Папа очень любил мамины пельмени, поэтому сел на место и за ножи опять взялся. Ему нужно было чем-то занять руки.
Мама сняла с плиты пельмени. Горячие, вкусные. Это был наш последний обед. Последний раз на много лет мы сидели вместе за столом и ели досыта. Я ещё и ковырялась вилкой в тарелке, выбирала. Если бы я тогда знала, что буду вспоминать о тех пельменях, когда придётся искать паслён и есть его, чтоб только не урчал живот.
Вечером папа собрался и ушёл. Все мужчины собирались в центре города, на площади. Не было ни повесток, ни военкомата. Все шли сами. С чемоданами, рюкзаками, узлами. С кем-то шли плачущие жёны и дети. Мы с мамой не пошли.

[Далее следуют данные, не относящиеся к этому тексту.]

PR #236, opened 2017-11-03
refactoring Recruitscreen

redv:
- added skill label for scientists;
- added forms attribute "largechange" to scroll and "scrolllarge" to graphicbutton.

recruitscreen3


JonnyH:
BTW you can always update pull requests by force-pushing to the same branch - no need to close the old one and create a new one ;)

Мама сказала, что папе и так тяжело будет.
На несколько недель папу и всех мужчин с нашей улицы отправили на обучение в село Петровское, что под Саракташом. От него приходили письма, мы читали и перечитывали их вместе, вечером при свете лампы. Через неделю мама велела Маргарите собираться и ехать к папе, отвезти домашней еды. Это сейчас страшно ребёнка и во двор выпустить. А тогда было просто. Маргарите 11 лет, значит, взрослая, значит, сама разберётся. Маргарита дошла до вокзала, отыскала нужный поезд, уже там, на станции назначения нашла какую-то телегу, которая довезла её до места учений. И у мамы даже мысли не было, что по дороге её кто-то обидит. Тогда было больше хороших людей, они были как-то добрее, что ли.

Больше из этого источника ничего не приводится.